Mr. Chips, how did you distribute the product? with a spray attachment to a garden hose?

I would like to hear if anyone's heard any news- good or bad about the misters.

Thanks!


----------



## Mr Chips (Mar 23, 2008)

jkh772 said:


> Mr. Chips, how did you distribute the product? with a spray attachment to a garden hose?


I wanted to do the sprayer on the hose, but they specifically recommend not to. I just pour 6-8 ozs into a 2 gallon pump sprayer with a wide angle tip, fill with water and walk around the yard spraying on the grass. I usually did it around 9 or 10 p.m. Your yard will smell like a sub shop for an hour or two, but to me that was an added bonus!!

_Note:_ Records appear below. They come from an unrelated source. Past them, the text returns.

PR #443, opened 2026-06-02
cogni-knowledge: catch body-only ingest cross-talk via content_hash leg (#421)

### LINKED ISSUE #421: cogni-knowledge: ingest integrity sweep should also catch body-only cross-talk via content_hash
## Context

Follow-up from the #413 review (PR #420). The Step 3.5 post-wave integrity sweep (`ingest-integrity.py`) and the `source-ingester` Phase 3 pre-write assertion catch a cross-contaminated page by comparing its frontmatter `id:` + first `sources:` URL against the orchestrator's authoritative dispatch record. That covers the **observed** signature from the #264 dogfooding run, where source #45's page adopted source #35's identity wholesale (`id`, `title`, `sources` URL, claims, and body).

## Gap

The id+url check has a residual blind spot: if an ingest-wave agent keeps its **own** dispatched `id:` / `sources:` frontmatter but writes a **sibling's body + `pre_extracted_claims:`**, both legs of the sweep pass and the body-only contamination ships undetected. The composer would then cite a page whose claims don't match its stated source.

## Proposed fix (deterministic, no new trust surface)

The closure already exists conceptually in `source-ingester.md`: the page frontmatter carries `content_hash` = the fetched source body's provenance hash (`fetch-cache.py fetch --url <dispatched-url>` → `entry.content_hash`). Extend the integrity check to assert the page's `content_hash` equals the cache entry's `content_hash` for the **dispatched** URL:

- In `ingest-integrity.py sweep`: for each dispatched entry, additionally compare the page's frontmatter `content_hash` against `fetch-cache.py fetch`'s `entry.content_hash` for that entry's URL. This requires passing `--knowledge-root` so the sweep can read the cache. A mismatch is a new `body_mismatch` / `content_hash_mismatch` violation reason.
- Optionally mirror the same assertion in the `source-ingester` Phase 3 pre-write guard.

Note `source-ingester.md` already documents that `content_hash` is the **fetched body's** hash, not `hash(<on-disk page>)` — the on-disk body diverges by design once backlink trailers are appended — so the comparison must be cache-`entry.content_hash` vs page-frontmatter-`content_hash`, never a recomputed hash of the on-disk markdown.

## Scope / priority

Non-blocking; the observed bug is id+url-crossed and is covered by PR #420. This hardens the sweep against the narrower body-only variant. Low priority until/unless a body-only case is observed.

sdh07:
## Context

cogni-knowledge's Phase-4 ingest fans out many `source-ingester` agents in **one** wave (`--batch-size`, default 25). Non-deterministic LLM attention cross-talk in that wave can make agent A's `wiki/sources/<A>.md` page adopt sibling B's content. Two deterministic guards already defend against this, both comparing the on-disk page to the orchestrator's **authoritative dispatch record** (never the agent-returned batch JSON, which can itself be contaminated):

- **Script sweep** — `ingest-integrity.py sweep` (Step 3.5), the load-bearing backstop.
- **Agent pre-write guard** — `source-ingester.md` Phase 3, the fail-fast first line.

Both assert frontmatter `id == dispatched slug` **and** first `sources:` URL normalizes to the dispatched URL — catching the loud signature where a page's `id:`/`sources:` were crossed wholesale.

### Residual blind spot (#421)

If a contaminated agent keeps its **own** dispatched `id:`/`sources:` but emits a **sibling's body + `pre_extracted_claims:`** — and, riding along with that frontmatter, the sibling's `content_hash:` line — both existing legs pass and the body-only contamination ships. The composer would later cite a page whose claims don't match its stated source.

## Fix

Add a third, deterministic, **additive** leg: assert the page's frontmatter `content_hash` equals the fetch-cache entry's `content_hash` for the **dispatched** URL (the authoritative provenance hash of the fetched body, `sha256:<hex>`). It compares cache-`entry.content_hash` vs page-frontmatter-`content_hash` — **never** a recomputed hash of the on-disk markdown, which diverges by design once the `# <title>` H1 and `## See also` backlink trailers are appended.

Implemented on **both** surfaces (sweep + agent mirror), both reading frontmatter through one new shared `_knowledge_lib` parser so they cannot drift — exactly how the existing `id:`/`sources:` guard is split.

## Changes

- **`_knowledge_lib.py`** — `extract_page_content_hash(page_text)` beside `extract_page_id_and_url`, mirroring its idiom (reuses `_FRONTMATTER_RE`/`_unquote_scalar`; `""` on absence so the leg fail-safe-skips).
- **`ingest-integrity.py`** — optional `--knowledge-root` enables the leg; `_cache_content_hash` shells to `fetch-cache.py fetch` (owns the cache layout — not re-inlined). Cache miss / non-zero exit / empty hash on either side ⇒ leg skipped (never a false positive). New `reason: content_hash_mismatch`, precedence **id > url > content_hash**. `_violation` gains `observed_content_hash`/`expected_content_hash`/`content_hash_ok` (defaulted so the no-`--knowledge-root` path is byte-compatible with the prior id/url-only sweep).
- **`source-ingester.md`** — Phase 3 guard threads `CONTENT_HASH` (the Phase-1 `entry.content_hash`) and adds the leg (`obs_ch and obs_ch != CONTENT_HASH` ⇒ `sys.exit(3)` / `integrity_mismatch`). Stated semantically (no breadcrumbs).
- **`knowledge-ingest/SKILL.md`** — Step 3.5 passes `--knowledge-root <KNOWLEDGE_ROOT>` (already in scope); documents `content_hash_mismatch` + the body-only variant. Quarantine sub-steps unchanged (reason-agnostic).
- **Versioning** — `plugin.json` + `marketplace.json` `0.1.59 → 0.1.60`; `CLAUDE.md` rows updated.

## Out of scope (acknowledged residual)

The check catches the body-only variant **only when the contaminated `content_hash:` line bled along with the body**. A page that keeps the *correct* `content_hash` but a sibling's body cannot be caught without recomputing the on-disk hash — impossible by design (title/backlink trailers + `excerpt_position` anchoring). This is exactly the limitation #421 states.

## Tests

- `test_ingest_integrity.sh` — new cases: `content_hash_mismatch` (id+url match, hash diverges), positive (hash match), cache-miss (leg skips), backwards-compat (no `--knowledge-root`).
- `test_knowledge_lib.sh` — `extract_page_content_hash` unit cases (quoted / unquoted-with-comment / absent / no-frontmatter), plus a companion `extract_page_id_and_url` case.

### Verification run locally

- `ingest-integrity.py sweep --help` shows `--knowledge-root` as optional ✅
- `test_ingest_integrity.sh` ✅ · `test_knowledge_lib.sh` ✅ · `test_ingest_contract.sh` ✅ · `test_fetch_cache.sh` ✅ · `test_skill_contracts.sh` ✅
- `scripts/check-breadcrumbs.py` — 0 new violations ✅
- Backwards-compat: no-`--knowledge-root` sweep over the new fixtures → zero violations, unchanged envelope shape ✅

Closes #421

https://claude.ai/code/session_01MHhozEhrAMbALscay91kr2

---
_Generated by [Claude Code](https://claude.ai/code/session_01MHhozEhrAMbALscay91kr2)_


sdh07:
## Review verdict: approve with one minor follow-up

Reviewed the `content_hash` leg (Closes #421). Correct, fail-safe, backwards-compatible, conventions-clean (additive JSON envelope, stdlib-only, version mirrored to marketplace.json, no breadcrumbs in SKILL/agent files). The acknowledged residual is exactly what #421 states. One actionable gap for the remote session to fix before marking ready:

### 🔧 Fix: contract-guard the new `--knowledge-root` flag

`test_ingest_contract.sh` asserts the Step 3.5 sweep is named and calls `ingest-integrity.py` (lines 125–134), but was **not** updated to guard the new leg. The functional test (`test_ingest_integrity.sh`) proves the *script* honors `--knowledge-root`, but **nothing asserts the orchestrator actually passes it**. So a future edit could drop `--knowledge-root` from `SKILL.md`, silently disabling the entire content_hash leg, and CI would stay green — the exact regression class these contract tests exist to prevent (cf. how #413 guarded the original sweep invocation).

Please add to `cogni-knowledge/tests/test_ingest_contract.sh`:

```bash
assert_grep 'knowledge-root' "$INGEST" "knowledge-ingest: Step 3.5 sweep passes --knowledge-root to enable the content_hash leg"
assert_grep 'content_hash_mismatch' "$INGEST" "knowledge-ingest: documents the content_hash_mismatch reason"
```

and alongside the existing `extract_page_id_and_url` lib guard (line ~250):

```bash
assert_grep 'def extract_page_content_hash' "$LIB" "_knowledge_lib: defines extract_page_content_hash shared by sweep + Phase-3 guard"
```

### Nitpicks (non-blocking — fix only if convenient)

- **Agent/script asymmetry:** the script skips the leg when the cache hash is empty, but the agent guard (`obs_ch and obs_ch != content_hash`) trips when the page has a hash even if `CONTENT_HASH` is empty. Only reachable in the degenerate empty-body case (where the agent templates `content_hash: ""` too), so harmless — noting for completeness.
- **`subprocess.run` in `_cache_content_hash` has no `timeout=`.** `fetch-cache.py fetch` does no network (local JSON read), so a hang is implausible; leaving it is fine.

Everything else — fail-safe skip logic, reason precedence (id > url > content_hash), root separation, the black-box `fetch-cache.py store` test hygiene, and the symmetric shared-parser design — looks right. 👍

I got my neighbors hooked on it too, so I am sure that helped to keep bites low. Four of us went in together on a case of gallons, so we got a discount and free shipping. total cost was about $75 a gallon, and I don't think any of us ended up using more than about half a gallon. we were all very pleased with the results.


----------



## fastfacts (Oct 16, 2009)

Some good advice here, I am having a serious mosquito problem lately but its more than they seem to get into my bedroom and there hard to catch during the day there good hiders, I get bit a lot any advice for getting them out of the room?


----------



## TomSDIY (Jun 13, 2010)

*mosquito mister*

Yes the one we had worked. We lived in Atlanta (since moved) and installed ours about 5 years ago (in 2005). I surrounded our back patio and pool with 22 nozzles spaced 10-12ft apart. The first three weeks we found hundreds of dead mosquitos floating each morning. The next 4 summers we enjoyed a life outdoors, while all our neighbors huddled indoors each evening. It isn't 100% effective, but I'd give it a 98%. We are back in Ohio and will install one this summer. I recommend Mosquito Mister brand and either of their normal strength pyrethrum gallon jugs at ~$130 each. It cost us about $1700 originally (not cheap, I know) and running it 3 times a day for 40 seconds each 8 monhts, about 1.5 gallons each year in chemicals. But well worth it.


----------